Los datos terminan teniendo el mismo destino de las cosas acumuladas por años en un cuarto
Entre las habilidades que aprendemos por cuenta propia, por no decir que desarrollamos instintivamente, se encuentra la propensión a acumular cosas. Basta revisar en las esquinas de cualquier casa para descubrir montones de libros, botellas, latas, prendas de ropa, envases o cualquier otro objeto que soporte estar por años en el mismo sitio. Ni hablar de aquellos oficios como la plomería, la mecánica automotriz o la carpintería: sus practicantes siempre tienen un depósito de piezas reemplazadas, que algún día harán volver al ruedo; y quienes consumen información en estos tiempos digitales no se quedan atrás, también pueden ser acumuladores.
Los datos electrónicos son unos de los bienes que con mayor facilidad podemos guardar, guardar y guardar. Decir que una computadora tiene 2 terabytes no significa mayor cosa para muchos de nosotros. En cambio, si nos dicen que tenemos 150.000 canciones almacenadas en ese equipo, nos cambia la perspectiva. Es mucho, pero ni siquiera nos damos cuenta de semejante volumen, porque vamos almacenando sin mediar mayor razonamiento. Eso estimula formidablemente la adicción por acumular.
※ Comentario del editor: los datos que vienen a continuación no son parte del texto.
PR #426, opened 2017-12-12
Update docker agent to work in domain mode

josejulio:
Also updates `start-with-hawkular.sh` to expect server url instead of hostname.
This allows to specify https (if needed) or a different port.


jmazzitelli:
LGTM

PR #427, opened 2017-12-15
HAWKULAR-1349 Let JmxScrape fetch individual MBeans

lucasponce:
Context for this fix is the following:
- Wildfly/EAP has an MBean which is special and may not appear in queryNames/queryMBeans.
- This MBean is important for availability information.
Instead to "hack" and add any kind of "hardcoded" name in the code, I think a better approach is to let in the config to query patterns names (with wildcards) and individual instances.
Then, this can be prepared for future use cases, too.
Note, this will be fixed in Wildfly Core, but we need to live with WF10, WF11 and EAP6/EAP7 which will have this (and other similar) situations.

Also, this fix needs another PR on commons to modify the jmx-exporter configuration.

### DIFF
--- a/hawkular-agent-core/src/main/java/org/hawkular/agent/monitor/prometheus/JmxCollector.java
+++ b/hawkular-agent-core/src/main/java/org/hawkular/agent/monitor/prometheus/JmxCollector.java
@@ -1,0 +1,492 @@
+/*
+ * Copyright 2015-2017 Red Hat, Inc. and/or its affiliates
+ * and other contributors as indicated by the @author tags.
+ *
+ * Licensed under the Apache License, Version 2.0 (the "License");
+ * you may not use this file except in compliance with the License.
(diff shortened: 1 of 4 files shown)


lucasponce:
Note 2: I'm going also to propose the fix on prometheus repo, but as that process can be long and would need global release, let's use this clone.
Once prometheus fixes this, I will change this again.

jshaughn:
@lucasponce  The code changes look good.  I'd like only to see a few more breadcrumbs in the forked classes.  In class comments maybe add link to jira issue and also link to the exact P github source that we forked (V2.0 version, I presume).  And maybe inline a short comment indicating the change-points.  This could help us later understanding why we did this and where the actual changes are from the base code.

lucasponce:
@jshaughn Updated the comments with the proper documentation for this change.

jshaughn:
LGTM, thanks for the updates.

PR #2744, opened 2026-08-28
feat(perf): the §4.4 protocol had no caller and the gate's real mode had no input (PERF-025)

noahgift:
**Stacked on #2742 (`feat/r1-2719`) deliberately — see "Base decision" below. Merge #2742 first.**

## The defect

On `50d2bc2bb`, `git grep "ReceiptInput\|BandInput\|DerivedBand\|perf_gate::"` outside the module returned **rc=1**. PERF-024 shipped the conformant §4.4 measurement protocol and PERF-026 shipped the receipt producer, and **nothing called either**. `apr test llm bench` still ran `LoadTest::run`, whose termination rule is "stop after `--duration` seconds": no minimum sample count, no warmup-then-quiesce, no drain accounting, no §4.4.6 tokenization block.

The mirror defect: `scripts/perf_gate.sh`'s real mode (`--host/--phase/--workload/--receipt`) was invoked only as `--selftest` (`ci.yml:1011`), because nothing in the repo could write the receipt it reads. Both halves close here.

## Base decision — why this stacks rather than sitting on main

`llm/band.rs` and its five dependency modules (`protocol`, `metrics`, `window`, `bootstrap`, `samples`) **do not exist on main**. Without them there is no `run_band` to call. main's own `perf_gate/mod.rs` says so, and names the integration work:

> Two overlaps must be resolved in the integration commit rather than left to drift: `protocol::Tokenization` and `receipt::TokenizationBlock` [...] and `protocol::Outcome` and `drain::Outcome` [...] Keep one of each.
> [...] Wiring a caller for the gate's real (non-selftest) mode is a separate ticket.

#2742 already performed exactly that resolution. Re-doing it on main would mean a second copy of ~2,500 lines that can drift from #2742 — the duplicate this epic has already rejected once. So this stacks.

## What is new here vs #2742

Only the CLI wiring — 7 files, +949/-48. The abandoned `feat/n1-band-cli` branch (no PR, cut against a pre-`drain.rs` base) contributed the *shape* of this surface; its library half is fully redundant with #2742 and its handler targeted a receipt API that no longer exists (`ReceiptMeta`, `Replicate`, `write_receipt`, `Tokenization` struct, `BandRun::into_replicate` — all removed or replaced by the #2742 resolution). Nothing from it is carried forward verbatim.

## Design notes

- **A mode, not a second harness.** `check_no_competing_harnesses.sh` names `apr test llm bench` canonical at `BASELINE=0`; this extends that subcommand and drives the same `LlmClient`. Guard still `count=0 baseline=0 OK`.
- **No flag shrinks the window.** `BandConfig::relaxed` stays unreachable from the CLI. `--replicates` is the only knob and defaults to §4.4.2's `N=3`.
- **The four unhonourable flags are refused, not ignored.** `--start`, `--output`, `--baseline`, `--fail-on-regression` are refused by clap `conflicts_with_all` — the `apr serve --gpu` silently-ignored-flag class that opened this epic.
- **One receipt per replicate.** `ReceiptInput.bands` holds one entry per concurrency and Arm A indexes it `{b["concurrency"]: b for b in bands}`, so N bands all saying `concurrency: 1` would be silently reduced to whichever landed last. Collapsing to a "representative" band would mean a median of three — the estimator that reported 2.91x for a cell whose real answer was 1.21x (#2567).

## Proof the conformant path ran, not the legacy one

Against one stub endpoint with an **identical `--duration 5`**:

| mode | rc | elapsed | requests |
|---|---|---|---|
| legacy (`LoadTest::run`) | 0 | **5 s** | 61 |
| `--band` | 0 | **88 s** | 728 |

`run_band` cannot terminate on duration; it terminated on the 60 s wall-clock floor plus warmup and the 5 s quiesce. The receipt carries `drain_ms`, `window_ms`, `client_model: closed_loop` and the §4.4.6 `tokenization` block — none of which `LoadTest::run` can produce. A 4-band sweep reports `peak_in_flight` 1/4/8/16 and a non-zero `drain_ms` at c>=4.

- `python3 scripts/lib/bench_receipt.py <receipt>` → **rc=0, `ok`**
- `bash scripts/perf_gate.sh --host ... --phase merge --workload W1 --receipt <receipt>` → **rc=0, `VERDICT PASS`** — the first real (non-selftest) caller that mode has ever had.

## Nothing was measured

The endpoint was a throwaway local stub, never committed. `scripts/perf-matrix.yaml` is **byte-identical to main** and all 8 cells remain `UNMEASURED`. Running a real cell is the next ticket.

## Checks

- `cargo fmt --all -- --check` rc=0
- `cargo clippy -p aprender-test-lib -p apr-cli --lib -- -D warnings` rc=0
- `cargo clippy ... --all-features` is rc=101 on this branch **and identically on the untouched base** (8 pre-existing `unused variable` errors in `aprender-gpu`) — control established, zero regressions
- `cargo test -p aprender-test-lib --lib perf_gate::` 87/87
- `cargo test -p apr-cli --lib test_llm` 20/20 (13 new)
- `perf_gate.sh --selftest` 18/18; `check_no_competing_harnesses.sh --selftest` 9/9
- PMAT pre-commit complexity gate passed without `--no-verify` (the band handler is its own file, so `test_llm.rs`'s complexity is untouched)

### DIFF
--- a/crates/apr-cli/src/commands/mod.rs
+++ b/crates/apr-cli/src/commands/mod.rs
@@ -138,6 +138,10 @@ pub(crate) mod prometheus_lint;
 pub(crate) mod prune;
 pub(crate) mod ps_schema;
 pub(crate) mod test_llm;
+// PERF-025: the `--band` mode of `apr test llm bench`. Its own file so that
+// `test_llm.rs`'s complexity is untouched by it -- the PMAT pre-commit gate
+// blocks a FILE with any pre-existing violation, not a function.
+pub(crate) mod test_llm_band;
 // #2399: gated on the crate it actually needs (aprender-explain, aliased
 // `trueno-explain`) rather than on `full`, so `--features ptx` is enough and a
 // user does not have to pull CUDA + training to analyze a .ptx file.
--- a/crates/apr-cli/src/commands/test_llm.rs
+++ b/crates/apr-cli/src/commands/test_llm.rs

Si se necesitan pruebas de esta compulsión, podemos revisar nuestros teléfonos inteligentes. Conseguiremos fotos, audios y videos que ni siquiera recordamos tener. Una mención especial merecen los archivos provenientes de WhatsApp. Desde la foto de la tubería rota de la comunidad hasta las imágenes perdidas de algún acto escolar duermen el sueño eterno digital en nuestros dispositivos. Razones sobran para justificar su permanencia e incluyen nuestra falta de interés por limpiar el espacio de almacenamiento, el temor a perder esa información porque “algún día hará falta” y la dinámica de un mundo dedicado a bombardearnos de información.
Otra plataforma que parece un escaparate a punto de estallar es nuestro correo electrónico. Acá pasa lo mismo que en el caso del teléfono inteligente, con un ingrediente adicional: muchas veces se consideran mensajes importantes para el futuro de cualquier trámite. Si hurgamos un ratico en nuestras cuentas, veremos algún mensaje con un comprobante de pago, una clave o un código que ya no necesitamos, pero siempre será mejor guardarlo para prevenir y jamás lamentar. Esta obsesión, sin embargo, nos puede salvar en algunos casos. Abundan los testimonios de fe en la bandeja de entrada cuando nos urge conseguir la foto de nuestro documento de identidad o cualquier constancia.
Esos momentos milagrosos, sin embargo, no ocurren con las redes sociales. Adictivas y masivas, estas plataformas se convierten en poderosos reservorios de información cuyo valor muchas veces olvidamos. Entre publicar contenidos, marcar “Me gusta” y darle al “Marcador” para guardar publicaciones, desarrollamos nuestro hábito acumulador. ¿Lo peor? Nuestro interés por estos posts casi siempre muere luego de habernos prometido volver a ellos.
En todo caso, los datos terminan teniendo el mismo destino de las cosas acumuladas por años en un cuarto. Están ahí, sin uso ni propósito, a merced de nuestra descuidada memoria o el desespero provocado por un aprieto. En un mundo donde sobreabunda la información, confiamos en la buena suerte de internet para retener aquellos que no nos preocupamos por recordar. Qué desafío enfrenta la memoria —individual y colectiva– entre acumuladores de información.